If you were so inclined you could generate the digest yourself with bash (example digest shown):

$ cd base
$ sha256sum requirements.txt Dockerfile | sha256sum | cut -f 1 -d " " | tr [:upper:] [:lower:]
3814723844e4b359f0b07e86a57093ad4f88aa434c42ced9c72c611bbcf9819a

Then a microservice can be updated to use this base image. In the application Dockerfile there will be an overridable digest:

ARG VERSION=4b497c1a0b2a6cc3ea848338a67c3a129050d32d9c532373e3301be898920b55
FROM data61/anonlink-base:${VERSION}

Either update this digest in the Dockerfile, or when building with docker build pass in an extra argument:

--build-arg VERSION=3814723844e4b359f0b07e86a57093ad4f88aa434c42ced9c72c611bbcf9819a

Note the CI system automatically uses the current base image when building the application images.

Redis

Redis is used as the default message broker for celery as well as a cross-container in memory cache.

Redis key/values used directly by the Anonlink Entity Service:

Key Redis Type Description
“entityservice-status” String pickled status
“run:{run_id}” Hash run info
“clk-pkl-{dp_id}” String pickled encodings

Redis Cache: Run Info

The run info HASH stores:

  • similarity scoring progress for each run under "progress"
  • run state under "state", current valid states are {active, complete, deleted}. See backend/entityservice/cache/active_runs.py for implementation.

Object Store

Write access to an AWS S3 compatible object store is required to store intermediate files for the Anonlink Entity Service.

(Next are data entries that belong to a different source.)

PR #78, opened 2017-01-05

dovron:


22_pipeslab/pipeslab.txt
```diff
@@ -3,19 +3,42 @@ For each of the following, type a single command line that performs:
   1. Print the number of lines from "ls -l" which represent a path that has execute permission to their owner.
   Answer: 
 
+  tocode@tocode-VirtualBox:~$ ls -alF | grep tocode | cut -c4 | grep x | wc | cut -d' ' -f6
```
vitalipe, line 6: hmm.. 

```grep tocode``` is not needed here because we want "execute permission to **their** owner". not just for your user... 

```wc | cut -d' ' -f6``` using cut here is not needed because you can just ask ```wc``` to 
print the lines with ```wc -l```  also I kinda hate the -f option with cut because it's too flaky.. 
for example on my machine it works with ```-f7```. so I don't recommend  using cut  to often.

Comment (dovron) [reply 22_pipeslab/pipeslab.txt:6]: what do you mean "execute permission to their owner"?
how can I do it?

File: 22_pipeslab/pipeslab.txt [hunk 2]
```diff
@@ -3,19 +3,42 @@ For each of the following, type a single command line that performs:
...
+  20
+  grep x is not must
+  
   2. Print the number of lines from "ls -l" which represent a path that has execute permission to their owner, group and others.
   Answer: 
-
+ 
+  ls -alF | grep tocode | grep x..x..x | wc | cut -d' ' -f6
```
vitalipe, line 13: Same issue with cut and wc.. the grep thing is actually very clever! 

Just a tiny note about ```grep```:
I recommend always using quotes with grep patterns, here it doesn't matter, but if you if pass in something that looks like a shell glob it will be expended before the command. And that's not something that you usually want.

22_pipeslab/pipeslab.txt
```diff
@@ -3,19 +3,42 @@ For each of the following, type a single command line that performs:
...
+  
+  
   3. Print the number of lines from "ls -l" which represent paths that were modified today (no matter which day we run the command)
   Answer: 
 
+  ls -alF | grep tocode | grep Jan..2 | wc | cut -d' ' -f7
```
vitalipe, line 19: The idea here is that the date should not be hard coded.. once we 
play enough with the date command, we can see that:
```
date "+%b" # will print the current month
date "+%e" # will print the day  (1-31), space padded
```
Now we just need to feed their input  into grep and count lines, let's use $():
```
echo  "$(date +%b) $(date +%e)" # will print "ינו  7" (without quotes of course..)
ls -l | grep "$(date +%b) $(date +%e)" | wc -l
```
Now as a last touch, the fact the we check for a single white space kinda bothers me, let's fix it:  
```ls -l | grep "$(date +%b)\s* $(date +%e)" | wc -l``` 
The pattern ```\s*``` means 0 or more spaces, and we follow it with a white-space.

There are many ways to solve this, this is just one of them :)

File: 22_pipeslab/pipeslab.txt [hunk 4]
```diff
@@ -3,19 +3,42 @@ For each of the following, type a single command line that performs:
...
+  
   4. Modify (1) and (2) to count files only (no directories)
   Answer:
+  
+	ls -alF | grep tocode | grep -v / | cut -c4 | grep x | wc | cut -d' ' -f7
+	
+	ls -alF | grep tocode | grep -v / | grep x..x..x | wc | cut -d' ' -f7
```
vitalipe, line 26: note the first character in ```ls -l``` when it's a directory and when it's a file...

22_pipeslab/pipeslab.txt
```diff
@@ -3,19 +3,42 @@ For each of the following, type a single command line that performs:
...
 
+	
   5. The command /sbin/ifconfig shows information regarding the machine's network interfaces. Use the command to print only the IP address of the machine. Remember not to show the special loopback address 127.0.0.1
+	
+	date:
+	ls -alF | grep "$(date '+%b %e')"
```
vitalipe, line 32: damn... that's the previous answer.. please keep them in order..

22_pipeslab/pipeslab.txt
```diff
@@ -3,19 +3,42 @@ For each of the following, type a single command line that performs:
...
+	
+	ifconfig | grep broadcast | tr -s ' ' | cut -d' ' -f3
```
vitalipe, line 34: I think it's ```Bcast``` ;)

22_pipeslab/pipeslab.txt
```diff
@@ -3,19 +3,42 @@ For each of the following, type a single command line that performs:
...
 
+  
 6. Joe wanted to sort a text file in place so he tried to run the command "sort myfile.txt > myfile.txt". What happened to the file? Why?
 
+	it will overwrite the existing file and it will earsed.
+		in order to prevent it the command: set -o noclobber should be used.
```
vitalipe, line 40: neat! I didn't knew that this option existed! :D

22_pipeslab/pipeslab.txt
vitalipe: It simply means that the user that owns the file can execute it.. remember that there are 3 
sets of permissions? owner/group/other ? here we want to count the files that have 
execute permission in owner :)

vitalipe: btw I didn't see any email or notification for this message this is weird...

22_pipeslab/pipeslab.txt
dovron: you didnt watch the movie? :)

22_pipeslab/pipeslab.txt
dovron: I think you have issue with the order in the web (in hebrew) and in the files...

22_pipeslab/pipeslab.txt
dovron: why Bcast?

enp0s3: flags=4163<UP,BROADCAST,RUNNING,MULTICAST>  mtu 1500
        inet 10.0.2.15  netmask 255.255.255.0  broadcast 10.0.2.255
        inet6 fe80::a425:5276:84e3:eb0c  prefixlen 64  scopeid 0x20<link>
        ether 08:00:27:06:03:76  txqueuelen 1000  (Ethernet)
        RX packets 30654  bytes 6052126 (6.0 MB)
        RX errors 0  dropped 0  overruns 0  frame 0
        TX packets 22623  bytes 3558438 (3.5 MB)
        TX errors 0  dropped 0 overruns 0  carrier 0  collisions 0

22_pipeslab/pipeslab.txt
vitalipe: damn.. you caught me :P I watched most of them.. but not this one, also you're the first one who mentioned it :)

22_pipeslab/pipeslab.txt
vitalipe: that's what I get on my machine:
```
vitali@Tux:~/tmp$ ifconfig 
lo        Link encap:Local Loopback  
          inet addr:127.0.0.1  Mask:255.0.0.0
          inet6 addr: ::1/128 Scope:Host
          UP LOOPBACK RUNNING  MTU:65536  Metric:1
          RX packets:420957 errors:0 dropped:0 overruns:0 frame:0
          TX packets:420957 errors:0 dropped:0 overruns:0 carrier:0
          collisions:0 txqueuelen:1 
          RX bytes:142306734 (142.3 MB)  TX bytes:142306734 (142.3 MB)

wlp1s0    Link encap:Ethernet  HWaddr 48:45:20:2d:e9:bb  
          inet addr:10.0.0.11  Bcast:10.0.0.255  Mask:255.255.255.0
          inet6 addr: fe80::8a94:1e71:55d1:45cb/64 Scope:Link
          UP BROADCAST RUNNING MULTICAST  MTU:1500  Metric:1
          RX packets:413878922 errors:0 dropped:0 overruns:0 frame:0
          TX packets:177838135 errors:0 dropped:0 overruns:0 carrier:0
          collisions:0 txqueuelen:1000 
          RX bytes:584336617718 (584.3 GB)  TX bytes:17583095780 (17.5 GB)

vitali@Tux:~/tmp$ cat /proc/version
Linux version 4.4.0-53-generic (buildd@lcy01-28) (gcc version 5.4.0 20160609 (Ubuntu 5.4.0-6ubuntu1~16.04.4) ) #74-Ubuntu SMP Fri Dec 2 15:59:10 UTC 2016
```

```ifconfig``` is a horrible command when it comes to parsing it's output.. it's very inconsistent between unix systems, and even between distros...

22_pipeslab/pipeslab.txt
vitalipe: maybe.. we will look into it :)

22_pipeslab/pipeslab.txt
vitalipe: (when it's a directory ```d``` is the first char.. so just ```grep  "^-"```)

vitalipe:
@dovron I'm closing this, if you have any more questions, let me know! I left many comments, but it looks like you got the important things right! just remember:
+ ```wc``` supports flags
+ always be careful with ```cut```
+ a file owner is dictated by the info in the file system, not the current user..

:)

The optional feature for data upload via object store also requires access to an AWS S3 compatible object store - along with authorization to create temporary credentials.

MinIO is an open source object store implementation which can be used with both Docker Compose and Kubernetes deployments instead of AWS S3.

Deployment Testing

Testing Local Deployment

The docker compose file tools/ci.yml is deployed along with tools/docker-compose.yml. This compose file defines additional containers which run benchmarks and tests after a short delay.

Testing K8s Deployment

The kubernetes deployment uses helm with the template found in deployment/entity-service. Jenkins additionally defines the docker image versions to use and ensures an ingress is not provisioned. The deployment is configured to be quite conservative in terms of cluster resources.

The k8s deployment test is limited to 30 minutes and an effort is made to clean up all created resources.

After a few minutes waiting for the deployment a Kubernetes Job is created using kubectl create.

This job includes a 1GiB persistent volume claim to which the results are written (as results.xml). During the testing the pytest output will be rendered, and then the Job’s pod terminates. We create a temporary pod which mounts the same results volume and then we copy across the produced test result artifact.